Every VolumetricLayer contains its own position:

type VolumetricLayer struct {
    Network     *VolumetricNetwork  // back-pointer
    Type        LayerType
    Activation  ActivationType
    DType       DType
    WeightStore *WeightStore

    Z int  // Depth coordinate
    Y int  // Row coordinate
    X int  // Col coordinate
    L int  // Layer index within cell

    // Spatial Routing
    IsRemoteLink bool
    TargetZ, TargetY, TargetX, TargetL int

    // ... configuration fields
}

The (Z, Y, X, L) fields are set during NewVolumetricNetwork and are the canonical address. GetLayer(z, y, x, l) returns a pointer into the flat Layers slice using GetIndex.

IsRemoteLink: Spatial Hopping

A layer with IsRemoteLink = true does not receive its input from the previous layer in reading order. Instead, it reads from the output of whatever layer lives at (TargetZ, TargetY, TargetX, TargetL).

This enables:

Skip connections — hop over several layers in the grid
Feedback loops — target a layer at an earlier coordinate (biological recurrence)
Parallel expert routing — multiple layers at different positions all reading the same source
Cross-depth signals — connect depth=0 outputs to depth=2 inputs

Standard flow:             Remote link (skip):

 (0,0,0) → (0,0,1)          (0,0,0) ────────────────────┐
              │               (0,0,1) → (0,0,2) → ...    │
           (0,0,2)                                        │
              │               (0,2,0) ←── IsRemoteLink ──┘
           (0,0,3)             └── reads output of (0,0,0)

Feedback loop:

 (0,0,0)
    │
 (0,0,1)
    │
 (0,0,2) ─── IsRemoteLink ──▶ TargetZ=0, TargetY=0, TargetX=0
                                (reads from cycle N-1's output
                                 of layer (0,0,0) — step mesh only)

In ForwardPolymorphic, a remote-linked layer simply receives currentTensor like any other layer; the remote link semantic is only fully honored by StepForward, which maintains per-layer output buffers across time steps.

In ParallelForwardPolymorphic and SequentialForwardPolymorphic, remote links are resolved by calling layer.Network.GetLayer(branch.TargetZ, ...) and dispatching the resolved layer pointer.

The GPU Dispatch Path

When n.UseGPU = true, the training loop calls ctx.DispatchForwardLayer(l, batchSize, curBuf, preBuf) instead of DispatchLayer.

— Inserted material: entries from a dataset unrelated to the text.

PR #3668, opened 2025-01-11
fix(optimizer): Fix issues with join graph construction

desmondcheongzx:
We make three fixes to join graph construction. With these changes, join ordering using the naive left deep join orderer produces correct results for TPCH queries.

### Push up projections and filters only if they sit in between joins

Instead of pushing up all Projections and Filters until we hit an unreorderable node, we go down each linear chain of (reorderable) Projections and Filters until we hit a Join node, then push up the Projects and Filters we encountered along the way. If we hit an unreorderable node first, we simply treat the operator that sits at the top of the current linear chain as the relation to pass into the join.

For example, consider this query tree:
```
        //                InnerJoin (a = d)
        //                    /        \
        //                   /       Project
        //                  /        (d, quad <- double + double)
        //                 /               \
        //     InnerJoin (a = b)    InnerJoin (c = d)
        //        /        \           /         \
        // Scan(a)      Scan(b)   Filter        Scan(d)
        //                        (c < 5)
        //                           |
        //                        Project
        //                        (c <- c_prime, double <- c_prime + c_prime)
        //                           |
        //                        Filter
        //                        (c_prime > 0)
        //                           |
        //                        Scan(c_prime)
```
In between `InnerJoin(c=d)` and `Scan(c_prime)` there are Filter and Project nodes. Since there is no join below `InnerJoin(c=d)`, we take the `Filter(c<5)` operator as the relation to pass into the join (as opposed to using `Scan(c_prime)` and pushing up the Projects and Filters above it).

### If a relation needs to rename one column, make sure the other columns are also selected

Previously, a relation might need to have a column renamed. However when we did this, we didn't select the other columns in the relation, causing some columns to be dropped prematurely.

### Rename columns for relations even if they are not involved in join conditions

Previously, if we encountered a projection (e.g. `a_prime <- a`), we would apply this projection directly above the source relation if `a_prime` was involved in a join, e.g. `Join(left_on="a_prime", ..)`. Now, we uniformly apply these projections regardless if the projection affects a join condition.

### DIFF
--- a/src/daft-logical-plan/src/optimization/rules/reorder_joins/join_graph.rs
+++ b/src/daft-logical-plan/src/optimization/rules/reorder_joins/join_graph.rs
@@ -55,7 +55,6 @@ pub(super) trait JoinOrderer {
 pub(super) struct JoinNode {
     relation_name: String,
     plan: LogicalPlanRef,
-    final_name: String,
 }
 
 // TODO(desmond): We should also take into account user provided values for:
@@ -65,21 +64,15 @@ pub(super) struct JoinNode {
 /// JoinNodes represent a relation (i.e. a non-reorderable logical plan node), the column
 /// that's being accessed from the relation, and the final name of the column in the output.
 impl JoinNode {
-    pub(super) fn new(relation_name: String, plan: LogicalPlanRef, final_name: String) -> Self {
+    pub(super) fn new(relation_name: String, plan: LogicalPlanRef) -> Self {
         Self {
             relation_name,
             plan,
-            final_name,
         }
     }
 
     fn simple_repr(&self) -> String {
-        format!(
-            "{}#{}({})",
-            self.final_name,
-            self.plan.name(),
-            self.relation_name
-        )
+        format!("{}({})", self.plan.name(), self.relation_name)
     }
 }
 
@@ -168,8 +161,8 @@ impl JoinAdjList {
 
     fn add_unidirectional_edge(&mut self, left: &JoinNode, right: &JoinNode) {
         let join_condition = JoinCondition {
-            left_on: left.final_name.clone(),
-            right_on: right.final_name.clone(),
+            left_on: left.relation_name.clone(),
+            right_on: right.relation_name.clone(),
         };
         let left_id = self.get_or_create_plan_id(&left.plan);
         let right_id = self.get_or_create_plan_id(&right.plan);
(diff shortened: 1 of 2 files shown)


src/daft-logical-plan/src/optimization/rules/reorder_joins/join_graph.rs
```diff
@@ -449,77 +442,112 @@ impl JoinGraphBuilder {
...
+                LogicalPlan::Filter(Filter { input, .. }) => cur_node = input,
+                // Since we hit a join,
+                LogicalPlan::Join(Join {
+                    left_on, join_type, ..
+                }) if *join_type == JoinType::Inner && !left_on.is_empty() => {
+                    self.process_linear_chain(plan, cur_node);
+                    break;
+                }
+                _ => {
+                    self.process_leaf_relation(plan);
```
samster25, line 486: should this be `plan` or `curr_node`?

src/daft-logical-plan/src/optimization/rules/reorder_joins/join_graph.rs
```diff
@@ -449,77 +442,112 @@ impl JoinGraphBuilder {
     /// Combining each of their resolved `left_on` conditions with their respective resolved `right_on` conditions produces
     /// a join edge between the relation used in the left condition and the relation used in the right condition.
     fn process_node(&mut self, plan: &LogicalPlanRef) {
-        let schema = plan.schema();
-        for (name, node, done) in &mut self.join_conds_to_resolve {
-            if !*done && schema.has_field(name) {
-                *node = plan.clone();
+        let mut cur_node = plan;
```
samster25, line 445: I think it would be less bug prone to have

`let old_plan = plan;`
and then you can modify `plan` freely instead of referring to `cur_node`

src/daft-logical-plan/src/optimization/rules/reorder_joins/join_graph.rs
```diff
@@ -449,77 +442,112 @@ impl JoinGraphBuilder {
...
+    ///
+    /// After pushing up Projects and Filters, `process_linear_chain` will call `process_node` on the left and right
+    /// children of the Join node in `ending_node`.
+    fn process_linear_chain(
+        &mut self,
+        starting_node: &LogicalPlanRef,
+        ending_node: &LogicalPlanRef,
+    ) {
+        let mut cur_node = starting_node;
+        while cur_node != ending_node {
```
samster25, line 504: Does this do a full equality operation or just a `Arc::ptr` check?

src/daft-logical-plan/src/optimization/rules/reorder_joins/join_graph.rs
```diff
@@ -449,77 +442,112 @@ impl JoinGraphBuilder {
...
+                    input, predicate, ..
+                }) => {
+                    let new_predicate =
+                        replace_columns_with_expressions(predicate.clone(), &self.final_name_map);
+                    self.final_projections_and_filters
+                        .push(ProjectionOrFilter::Filter(new_predicate));
+                    // Continue to children.
+                    cur_node = input;
+                }
+                _ => unreachable!(),
```
samster25, line 546: Let's have a better message here

samster25 (approved):

PR #3675, opened 2025-01-13
chore(connect): better error propagation & handling

universalmind303:
depends on https://github.com/Eventual-Inc/Daft/pull/3666

see here for proper diff

https://github.com/universalmind303/Daft/compare/rust-ray-exec...universalmind303:Daft:error-messages


src/daft-connect/src/response_builder.rs
```diff
@@ -2,34 +2,33 @@ use arrow2::io::ipc::write::StreamWriter;
...
-use crate::Session;
+use crate::session::Session;
 
+/// A utility for constructing responses to send back to the client,
+/// It's generic over the type of response it can build, which is determined by the type parameter `T`
+///
 /// spark responses are stateful, so we need to keep track of the session id, operation id, and server side session id
 #[derive(Clone)]
-pub struct ResponseBuilder {
+pub struct ResponseBuilder<T> {
```
raunakab, line 18: What's the point of the generic parameter here? Is it so that we can have separate methods on `ResponseBuilder<ExecutePlanResponse>` and `ResponseBuilder<AnalyzePlanResponse>`?

If that's true, then why don't we have two separate response builder classes? Not really pushing for a change, but rather more curious.

raunakab (approved):
Have a couple of comments, but looks good so far. Not super familiar with the inner workings of the service, so I'll take a deeper look into it when I get the chance.

src/daft-connect/src/response_builder.rs
universalmind303: > What's the point of the generic parameter here? Is it so that we can have separate methods on ResponseBuilder<ExecutePlanResponse> and ResponseBuilder<AnalyzePlanResponse>?

yes, im not married to the idea, but this seemed like a good solution at the time.

> If that's true, then why don't we have two separate response builder classes? Not really pushing for a change, but rather more curious.

It's because there's a bit of shared logic between the response builders, the construction is the same, but the response types are different. So my thought process was that it was a good candidate for a generic pattern like this. Happy to split it out if you think individual response builders would be more straightforward

src/daft-connect/src/translation/logical_plan/read.rs
```diff
@@ -1,10 +1,9 @@
 use daft_logical_plan::LogicalPlanBuilder;
-use eyre::{bail, WrapErr};
+use daft_scan::builder::{CsvScanBuilder, ParquetScanBuilder};
+use eyre::{bail, ensure};
 use spark_connect::read::ReadType;
 use tracing::debug;
 
-mod data_source;
```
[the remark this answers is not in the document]
universalmind303: hmm not sure what happened here. ill take a closer look.

src/daft-connect/src/response_builder.rs
raunakab: Actually, if there's a lot of shared logic, might as well keep it this way!

src/daft-connect/src/execute.rs
```diff
@@ -148,101 +143,76 @@ impl Session {
...
                 bail!("Save type is required");
             };
 
             let path = match save_type {
                 SaveType::Path(path) => path,
-                SaveType::Table(table) => {
-                    let name = table.table_name;
-                    bail!("Tried to write to table {name} but it is not yet implemented. Try to write to a path instead.");
+                SaveType::Table(_) => {
+                    return not_yet_implemented!("write to table").map_err(|e| e.into())
```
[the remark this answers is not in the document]
universalmind303: so I think I'll follow up with this in a separate PR. I'm planning on removing the `eyre` crate, and make the error handling similar to the rest of the codebase.

PR #3677, opened 2025-01-13
feat(connect): distinct + sort

universalmind303:
depends on https://github.com/Eventual-Inc/Daft/pull/3666

see here for proper diff

https://github.com/universalmind303/Daft/compare/error-messages...connect_distinct


src/daft-connect/src/translation/expr/unresolved_function.rs
```diff
@@ -96,7 +98,13 @@ pub fn handle_count(arguments: Vec<daft_dsl::ExprRef>) -> eyre::Result<daft_dsl:
 
     let [arg] = arguments;
 
-    let count = arg.count(CountMode::All);
+    let arg = if arg.as_literal().and_then(|lit| lit.as_i32()) == Some(1i32) {
+        col("*")
```
universalmind303, line 102: in spark, `df.count()` is processed as `count(1)`, which is equivalent to our `count(*)`

src/daft-connect/src/translation/expr/unresolved_function.rs
```diff
@@ -96,7 +98,13 @@ pub fn handle_count(arguments: Vec<daft_dsl::ExprRef>) -> eyre::Result<daft_dsl:
...
+    } else {
+        arg
+    };
+
+    let count = arg.count(CountMode::All).cast(&DataType::Int64);
```
universalmind303, line 107: spark doesn't support u64's so we need to cast it to `i64`

kevinzwang (approved):
LGTM. Could we add a test for count(*) as well?

universalmind303:
> LGTM. Could we add a test for count(*) as well?

AFAIK, you can't do `df.count("*")` in spark.

Issue #3197, opened 2024-11-06
SQL support for PATH as FROM source


universalmind303:
### Is your feature request related to a problem?

I want to be able to read from files without using a function

### Describe the solution you'd like

```sql
select * from 'path/to/file.parquet';
select * from 's3://path/to/file.parquet';
select * from 's3://path/to/file.csv';
-- and so on
```

it should at a minimum work with csv, json, and parquet

### Would you like to implement a fix?

No

PR #3679, opened 2025-01-14
feat(sql): Adds FROM source check for string paths

RCHowell:
This PR introduces a check on the FROM source to error when using string literal syntax (single-quoted identifiers). This PR will no longer be a draft once table path strings are added (see skipped tests).

closes https://github.com/Eventual-Inc/Daft/issues/3197

### DIFF
--- a/src/daft-sql/src/planner.rs
+++ b/src/daft-sql/src/planner.rs
@@ -1,6 +1,7 @@
 use std::{
     cell::{Ref, RefCell, RefMut},
     collections::{HashMap, HashSet},
+    path::Path,
     rc::Rc,
     sync::Arc,
 };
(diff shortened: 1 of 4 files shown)


src/daft-sql/src/planner.rs
```diff
@@ -1066,6 +1058,45 @@ impl<'a> SQLPlanner<'a> {
         }
     }
 
+    /// Plan a `FROM <path>` table factor by rewriting to relevant table-value function.
+    fn plan_relation_path(&self, name: &ObjectName) -> SQLPlannerResult<Relation> {
+        let path = name.to_string();
+        let path = &path[1..path.len() - 1]; // strip single-quotes ' '
```
universalmind303, line 1064: tip: you can also get the unquoted value via `object_name.0[0].value`

RCHowell: addressed in: https://github.com/Eventual-Inc/Daft/pull/3683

This function is in wgpu_forward.go and routes to the appropriate WGSL compute shader based on l.Type.

The same dispatcher philosophy applies: one function, one switch, explicit routing. The difference is that inputs and outputs are *wgpu.Buffer handles in VRAM rather than *Tensor[T] in RAM.

trainBatchWGPU:

  BeginFrame()  ← create shared CommandEncoder
     │
     ├── for each layer forward:
     │   └── ctx.DispatchForwardLayer(l, ...) ← records into encoder
     │
     ├── DispatchMSEGradPartialLoss(...)       ← records into encoder
     │
     ├── for each layer backward (reverse):
     │   ├── ctx.DispatchActivationBackward(...)
     │   ├── ctx.DispatchBackwardLayer(l, ...)
     │   └── ctx.DispatchApplyGradients(...)
     │
  FlushFrame()  ← ONE submit for entire forward + backward + weight update
     │
  ReadBuffer(partialsBuf) ← only reads back tiny loss scalars

This single-submission design reduces Go-to-GPU driver overhead from ~150+ round trips per batch to exactly 1.

Disabled Layers

Setting layer.IsDisabled = true causes both ForwardPolymorphic and StepForward to skip the layer entirely. In StepForward, a disabled layer passes its input buffer through to NextBuffer unchanged. This is the mechanism for implementing sparse MoE expert activation — gate layers can conditionally disable branches.